Pungo man advocates coyote bounty, but no immediate plans


COURTHOUSE — Last month, Pungo’s William B. Dawson Jr. asked the city council to consider enacting a $75 bounty on coyotes to help protect people, pets and livestock from a creature that can be as adaptable as it is disliked by some.

“We have a problem around here,” Dawson said in an interview later, adding that he has shot two of them in his yard. He said he also saw one cross Princess Anne Road and head toward the water at Sherwood Lakes.

To be clear — there are no plans to enact a bounty here. Dawsons remarks came during public comments. Julie Hill, a city spokesperson, in June said that the issue has not been assigned to the city staff. 

Dawson also said the city should consider allowing live traps for areas where shooting is not possible.

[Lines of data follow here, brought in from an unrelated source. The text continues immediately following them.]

PR #60, opened 2019-01-15
Add autonavi.com (China) map layers

magicbug2013:
为IITC增加高德地图，目前修正了portal、link、field及 player tracker plugin的坐标，显示正常，但原来的收藏的portal位置将会有偏移，需要手工重新添加一次。另由于苹果机上的iitc-mobile在新版IITC不能选择图层了，插件在启用后将会将把用户的默认地图切换成高德路网。

### DIFF
--- a/plugins/basemap-gaode-by-gmoogway.user.js
+++ b/plugins/basemap-gaode-by-gmoogway.user.js
@@ -1,351 +1,468 @@
 // ==UserScript==
-// @id             iitc-plugin-basemap-gaode-by-gmoogway
+// @id             iitc-plugin-basemap-gaode@GMOogway
 // @name           IITC plugin: Map layers from GAODE by GMOogway
 // @category       Map Tiles
-// @version        0.2.0.@@DATETIMEVERSION@@
-// @description    [@@BUILDNAME@@-@@BUILDDATE@@] Add autonavi.com (China) map layers
+// @version        0.3.0.@@DATETIMEVERSION@@
+// @description    [@@BUILDNAME@@-@@BUILDDATE@@] Add autonavi.com (China) map layers by GMOogway
 @@METAINFO@@
 // ==/UserScript==
 
 @@PLUGINSTART@@
 
-    // PLUGIN START ////////////////////////////////////////////////////////
+// PLUGIN START ////////////////////////////////////////////////////////
+// use own namespace for plugin
+window.plugin.mapTileGaode = function() {};
 
-    // use own namespace for plugin
-    window.plugin.mapTileGaode = function() {};
+/////////// begin WGS84 to GCJ-02 obfuscator /////////
+var PRCoords = window.plugin.mapTileGaode.PRCoords = (function() {
+  // This set of points roughly illustrates the scope of Google's
+  // distortion. It has nothing to do with national borders etc.
+  // Points around Hong Kong/Shenzhen are mapped with a little more precision,
+  // in hope that it will make agents work a bit more smoothly there.
+  //
+  // Edits around these points are welcome.
+  var POINTS = [
+  // start hkmo
+  114.433722, 22.064310, 114.009458, 22.182105, 113.599275, 22.121763, 113.583463, 22.176002, 113.530900, 22.175318, 113.529542, 22.210608, 113.613377, 22.227435, 113.938514, 22.483714, 114.043449, 22.500274, 114.138506, 22.550640, 114.222984, 22.550960, 114.366803, 22.524255,
+  // end hkmo
+  115.254019, 20.235733, 121.456316, 26.504442, 123.417261, 30.355685, 124.289197, 39.761103, 126.880509, 41.774504, 127.887261, 41.370015, 128.214602, 41.965359, 129.698745, 42.452788, 130.766139, 42.668534, 131.282487, 45.037051, 133.142361, 44.842986, 134.882453, 48.370596, 132.235531, 47.785403, 130.980075, 47.804860, 130.659026, 48.968383, 127.860252, 50.043973, 125.284310, 53.667091, 120.619316, 53.100485, 119.403751, 50.105903, 117.070862, 49.690388, 115.586019, 47.995542, 118.599613, 47.927785, 118.260771, 46.707335, 113.534759, 44.735134, 112.093739, 45.001999, 111.431259, 43.489381, 105.206324, 41.809510, 96.485703, 42.778692, 94.167961, 44.991668, 91.130430, 45.192938, 90.694601, 47.754437, 87.356293, 49.232005, 85.375791, 48.263928, 85.876055, 47.109272, 82.935423, 47.285727, 81.929808, 45.506317, 79.919457, 45.108122, 79.841455, 42.178752, 73.334917, 40.076332, 73.241805, 39.062331, 79.031902, 34.206413, 78.738395, 31.578004, 80.715812, 30.453822, 81.821692, 30.585965, 85.501663, 28.208463, 92.096061, 27.754241, 94.699781, 29.357171, 96.079442, 29.429559, 98.910308, 27.140660, 97.404057, 24.494701, 99.400021, 23.168966, 100.697449, 21.475914, 102.976870, 22.616482, 105.476997, 23.244292, 108.565621, 20.907735, 107.730505, 18.193406, 110.669856, 17.754550, ]
+  var HK_LENGTH = 12 // for future use (e.g. with Baidu)
+  var lats = POINTS.filter(function(_, idx) { return idx % 2 == 1;})
+  var lngs = POINTS.filter(function(_, idx) { return idx % 2 == 0;})
+  POINTS = null
+  // not needed anyway...
+  /// *** pnpoly *** ///
+  // Wm. Franklin's 8-line point-in-polygon C program
+  // Copyright (c) 1970-2003, Wm. Randolph Franklin
+  // Copyright (c) 2017, Mingye Wang (js translation)
+  //
+  // Permission is hereby granted, free of charge, to any person obtaining
+  // a copy of this software and associated documentation files (the
+  // "Software"), to deal in the Software without restriction, including
+  // without limitation the rights to use, copy, modify, merge, publish,
+  // distribute, sublicense, and/or sell copies of the Software, and to
+  // permit persons to whom the Software is furnished to do so, subject to
+  // the following conditions:
+  //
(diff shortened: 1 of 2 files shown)


johnd0e:
>  Because iitc-mobile on iPhone can't select the layer in the new version of IITC

@magicbug2013 Shoudn't you open issue? May be it could be fixed.

> please remove the following comments before adding to user script

Is it possible to detect ios programmatically?

> 但原来的收藏的portal位置将会有偏移，需要手工重新添加一次。

Are you talking about Bookmarks?  (Google translated as 'original collection's portal location')

magicbug2013:
@johnd0e 
> Is it possible to detect ios programmatically?

It seems impossible to debug.
>Are you talking about Bookmarks? (Google translated as 'original collection's portal location')

yes, it means Bookmarks, because Gaode, Google, Tencent and Baidu maps are offset in mainland China.

johnd0e:
> It seems impossible to debug.

Well, I'm sure that it's possible to use something like [this](https://stackoverflow.com/questions/9038625/detect-if-device-is-ios).
(Or even something more advanced, like [mobile-detect.js](http://hgoebl.github.io/mobile-detect.js/))

But better would be just fix iPhone issue (if possible), because it concerns all layers, not just this.

modos189:
About the adjustment of coordinates. Maybe add this to IITC? Then you need a way for the plugin to report the need to enable the adjustment.

johnd0e:
> Then you need a way for the plugin to report the need to enable the adjustment.

IITC could provide general transform function, and any plugin be able to use it.

johnd0e:
And I'm still thinking about Bookmarks etc..
May it be possible to leave coordinates intact, and just offset tiles screen position?
(just brainstorming)

magicbug2013:
> About the adjustment of coordinates. Maybe add this to IITC? Then you need a way for the plugin to report the need to enable the adjustment.

That's great. That the plugins only needs to define an offset to move the map layer.

magicbug2013:
> And I'm still thinking about Bookmarks etc..
> May it be possible to leave coordinates intact, and just offset tiles screen position?
> (just brainstorming)

yes, actually Bookmarks only needs to use portal's guid, it does not need to use latlngs.

magicbug2013:
> > And I'm still thinking about Bookmarks etc..
> > May it be possible to leave coordinates intact, and just offset tiles screen position?
> > (just brainstorming)
> 
> yes, actually Bookmarks only needs to use portal's guid, it does not need to use latlngs.

I'm wrong. We have to consider how to display bookmarks when protal is not displayed.

modos189:
> IITC could provide general transform function, and any plugin be able to use it.

Yes, IITC could provide general transform function, but it should affect other plugins. So, we need to make adjustments not only in autonavi.com, but also Google maps (which I failed to update) and Bookmarks plugin. Instead of making a Monkey patch like this, it's better to set some variable to include the coordinate correction.

By the way, @magicbug2013 , I tried to update the coordinate fix for the new Google maps library, but the changes don't apply. https://github.com/IITC-CE/ingress-intel-total-conversion/tree/fix-google-map-offsets-in-china
Maybe you can fix it

johnd0e:
>  it's better to set some variable to include the coordinate correction.

...so if IITC knows that current map needs correction, than it begins correct coordinates for all plugins.
And it stops correction as soon as we select another map. Right?

modos189:
Yes. The question is, should IITC have a list the maps that require adjustment, or should the plugins themselves call some function to enable

johnd0e:
Or may be it's possible to apply offset to map tiles only? In some way that coordinates stay intact.

modos189:
Um. Wait, why change the coordinates of the Bookmarks? After all, correction is necessary only for map tiles...

magicbug2013:
@modos189 
A few weeks ago, I tried to change the _update and _handleZoomAnim functions, as you did, but it didn't work, so now I'm trying to change the coordinates of protal, link and field. Now the problem is bookmarks. The best result is that don't change the coordinates of collection. just change the display position of the icon. I'll try it.

modos189:
Maybe we can make changes to the Leaflet to support correction?

johnd0e:
> Maybe we can make changes to the Leaflet to support correction?

In form of leaflet extension.
And at first we should check, may be such extension already exists, it's obvious that our project is not unique.

@magicbug2013, could you check if offset problem is solved here: https://github.com/htoooth/Leaflet.ChineseTmsProviders?

modos189:
It can also be useful
https://github.com/hobo0cn/leaflet-gcj02

Perhaps this solution is for autonavi.com, but Google maps we connect in a completely different way

magicbug2013:
> Maybe we can make changes to the Leaflet to support correction?

yes, we fixed the coordinates everywhere. In fact, we only need a function to move the map layer a little bit, but not any other layer.

magicbug2013:
> It can also be useful
> https://github.com/hobo0cn/leaflet-gcj02
> 
> Perhaps this solution is for autonavi.com, but Google maps we connect in a completely different way



> > Maybe we can make changes to the Leaflet to support correction?
> 
> In form of leaflet extension.
> And at first we should check, may be such extension already exists, it's obvious that our project is not unique.
> 
> @magicbug2013, could you check if offset problem is solved here: https://github.com/htoooth/Leaflet.ChineseTmsProviders?

The fixed method can be referred to, but I don't know how to apply it to the project.

magicbug2013:
> It can also be useful
> https://github.com/hobo0cn/leaflet-gcj02
> 
> Perhaps this solution is for autonavi.com, but Google maps we connect in a completely different way

He just added several maps of China and did not fix the coordinates.

modos189:
> He just added several maps of China and did not fix the coordinates.

probably you are confused with
https://github.com/htoooth/Leaflet.ChineseTmsProviders

johnd0e:
Here is one more similar project: https://github.com/sureleo/leaflet-baidu

johnd0e:
@magicbug2013, also consider `Code Style` section of [HACKING.md](https://github.com/IITC-CE/ingress-intel-total-conversion/blob/master/HACKING.md#code-style).
> indent using two spaces

modos189:
@johnd0e here we have to figure out how to move the map, not the portals. Compared to this, indents are a trifle)

johnd0e:
I propose to separate discussions.

> we have to figure out how to move the map, not the portals

As it is more general question, then let's create dedicated issue. I can do it, if you don't mind.

modos189:
Ok

plugins/basemap-gaode-by-gmoogway.user.js
```diff
@@ -0,0 +1,351 @@
...
+// @name           IITC plugin: Map layers from GAODE by GMOogway
+// @category       Map Tiles
+// @version        0.2.0.@@DATETIMEVERSION@@
+// @description    [@@BUILDNAME@@-@@BUILDDATE@@] Add autonavi.com (China) map layers
+@@METAINFO@@
+// ==/UserScript==
+
+@@PLUGINSTART@@
+
+    // PLUGIN START ////////////////////////////////////////////////////////
```
johnd0e: Here should not be any indent, see other iitc plugins

plugins/basemap-gaode-by-gmoogway.user.js
```diff
@@ -0,0 +1,351 @@
...
+        }
+
+        // for iitc-mobile on ios
+        //localStorage['iitc-base-map'] = '高德 路网';
+
+        var newpos;
+
+        var PluginBookmarksExist = false;
+        var PluginPlayerTrackerExist = false;
+        if (window.bootPlugins) {
```
johnd0e: This is wrong approach, because this code may be executed before that plugins loaded.

plugins/basemap-gaode-by-gmoogway.user.js
magicbug2013: fixed

plugins/basemap-gaode-by-gmoogway.user.js
magicbug2013: fixed

magicbug2013:
@modos189 @johnd0e 
now the plugin works fine, maybe it can be merged?

modos189:
@magicbug2013 Let's not override other plugins and change the coordinates of the portals.

[I was able to create](https://github.com/IITC-CE/ingress-intel-total-conversion/commit/64060c4b78564c5d0d7d40f0603b48560cbd01ac) a coordinate correction that only moves the map. So far it does not work perfectly, but it is much better than changing the coordinates of the portals.

I am sure we can bring this decision to perfection. Join the task:
https://github.com/IITC-CE/ingress-intel-total-conversion/issues/64#issuecomment-454941754

magicbug2013:
> @magicbug2013 Let's not override other plugins and change the coordinates of the portals.
> 
> [I was able to create](https://github.com/IITC-CE/ingress-intel-total-conversion/commit/64060c4b78564c5d0d7d40f0603b48560cbd01ac) a coordinate correction that only moves the map. So far it does not work perfectly, but it is much better than changing the coordinates of the portals.
> 
> I am sure we can bring this decision to perfection. Join the task:
> [#64 (comment)](https://github.com/IITC-CE/ingress-intel-total-conversion/issues/64#issuecomment-454941754)

yes, that's better, It will be easier to add maps of China. I close this request, and re-fork the project.

johnd0e:
@magicbug2013 Wellcome to test #72 for Google offset.
And see there comment how to turn on offset correction for any map.

magicbug2013:
@johnd0e 
great works.  there are no problems for maps using gcj02, such as Google map, Gaode map and so on, but there are still many problems for Baidu map (bd09), which is not only a problem of coordinate offset, but also the problem of coordinate system and Title map download path . I think it's possible to integrate gcj02 modifications into boot. js, leaving bd09 alone, and add an options attribute  fixChinaMapOffsetType = 'gcj02'.

johnd0e:
Have you set  `needFixChinaOffset: 'Baidu'` for Baidu?

> which is not only a problem of coordinate offset, but also the problem of coordinate system and Title map download path .

Do you have plugin for Baidu?

johnd0e:
BTW, do you know about these PRs:
https://github.com/iitc-project/ingress-intel-total-conversion/pull/1211
https://github.com/iitc-project/ingress-intel-total-conversion/pull/1262

~Are they usable?~
Have tried to fix them?

**Update**
Here is quick and dirty attempt to update the plugin: https://gist.github.com/johnd0e/4509cd02b71d60510be28ec7ffb8bd38
Please check if it works for you.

Dawson was inspired to speak following the alleged killing of a Moyock, N.C., family’s miniature horse by coyotes.

There is no state bounty on coyotes, according to the Virginia Department of Game and Inland Fisheries. There is also debate about the effectiveness of such programs, and there have been some cases of fraud, according to The Northern Virginia Daily, which wrote about a program in Warren County last year. 

However, localities can and do enact bounty programs. Warren offers $50 per coyote, but the sum is capped at $2,000 per year, according to its county code. Other communities set aside more funds to pay for potential bounties, such as Buchanan County with a $5,000 cap.

State game officials recommend against feeding wildlife and keeping pet food indoors, among a number of ways to help keep coyotes away from residences.